A declaração foi dada durante uma missa para 100 mil fiéis na Basílica da Imaculada Conceição, em Mongomo, na Guiné Equatorial, país de cerca de 2 milhões de habitantes e com população majoritariamente católica. O público da celebração inclui peregrinos dentro da igreja e nas áreas circundantes.
“O Criador vos dotou de tantas riquezas naturais: exorto-vos a cooperar para que sejam uma bênção para todos. Que o Senhor vos ajude a tornar-vos cada vez mais uma sociedade em que cada pessoa, segundo as suas diferentes responsabilidades, trabalhe para servir o bem comum e não interesses particulares, superando as desigualdades injustas entre os privilegiados e os desfavorecidos”, afirmou o pontífice americano em sua homilia.

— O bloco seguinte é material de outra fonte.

PR #3315, opened 2025-11-21
feat: `antnode` automatic upgrades for unix platforms

jacderida:
- 5c227c0ab **chore: utility target for providing binary hashes**

- 54c6993dc **feat: `antnode` automatic upgrades for unix platforms**

  quicker and safer.

  below).

    sha256 hash.
    information.

  mentioned above.

  deleted.


ant-node/src/bin/antnode/main.rs
```diff
@@ -224,23 +236,65 @@ struct Opt {
...
+}
 
-    /// Enable automatic self-restart after specified duration (in seconds).
-    ///
-    /// When set, the node will automatically restart itself after the specified
-    /// number of seconds. This is useful for testing restart behavior.
-    /// For example, `--auto-restart-delay 120` will restart the node after 2 minutes.
-    #[clap(long, verbatim_doc_comment)]
-    auto_restart_delay: Option<u64>,
+async fn calculate_restart_delay(running_node: &RunningNode) -> Duration {
```
maqi, line 259: the function needs a comment to explain the algorithm and range of the period span

ant-node/src/bin/antnode/main.rs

A Guiné Equatorial conta com grandes reservas de petróleo, produto destinado sobretudo à exportação, mas tem mais da metade da população abaixo da linha da pobreza. A nação é governada há quase 47 anos pelo presidente Teodoro Obiang Nguema Mbasogo, que assistiu à missa em Mongomo e é acusado de violações de direitos humanos.
Na homilia, o Papa também destacou a existência de uma “grande fome de futuro, esperança, justiça, paz e fraternidade”.
“O futuro depende das suas escolhas; está confiado ao seu senso de responsabilidade e ao compromisso compartilhado em salvaguardar a vida e a dignidade de cada pessoa”, salientou Leão XIV.
O pontífice também alertou para as “condições preocupantes” enfrentadas por detentos nas prisões da Guiné Equatorial, pouco antes de visitar a penitenciária de Bata, conhecida pela superlotação e pelos relatos de maus-tratos contra prisioneiros.
“Que os espaços de liberdade cresçam, que a dignidade da pessoa humana seja sempre protegida: penso nos mais pobres, nas famílias em dificuldade; penso nos prisioneiros, muitas vezes forçados a viver em condições higiênicas e sanitárias preocupantes”, disse.